**BRIEF**. Each record is to be given again precisely as written.

:: RECORDS FOR PROCESSING

PR #1946, opened 2024-05-14
#1945 Fixed multiselect infinite loop after after Carbon v11.57.0 update

### LINKED ISSUE #1945: Fix multiselect infinite loop issue after after Carbon v11.57.0 update
Ref: 3789

Elyra builds are failing since 5/9/2024 after Carbon released new version 11.57.0.

In latest carbon version [v11.57.0](https://github.com/carbon-design-system/carbon/releases/tag/v11.57.0), seeing this error for Multiselect control -
```
Warning: Maximum update depth exceeded. This can happen when a component calls setState inside useEffect, but useEffect either doesn't have a dependency array, or one of the dependencies changes on every render.
```

Because of this our unit tests are failing due to infinite loop.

::::

**SOLUTION FOR THIS PROBLEM**.
PR #1946, opened 2024-05-14
#1945 Fixed multiselect infinite loop after after Carbon v11.57.0 update

### LINKED ISSUE #1945: Fix multiselect infinite loop issue after after Carbon v11.57.0 update
Ref: 3789

Elyra builds are failing since 5/9/2024 after Carbon released new version 11.57.0.

In latest carbon version [v11.57.0](https://github.com/carbon-design-system/carbon/releases/tag/v11.57.0), seeing this error for Multiselect control -
```
Warning: Maximum update depth exceeded. This can happen when a component calls setState inside useEffect, but useEffect either doesn't have a dependency array, or one of the dependencies changes on every render.
```

Because of this our unit tests are failing due to infinite loop.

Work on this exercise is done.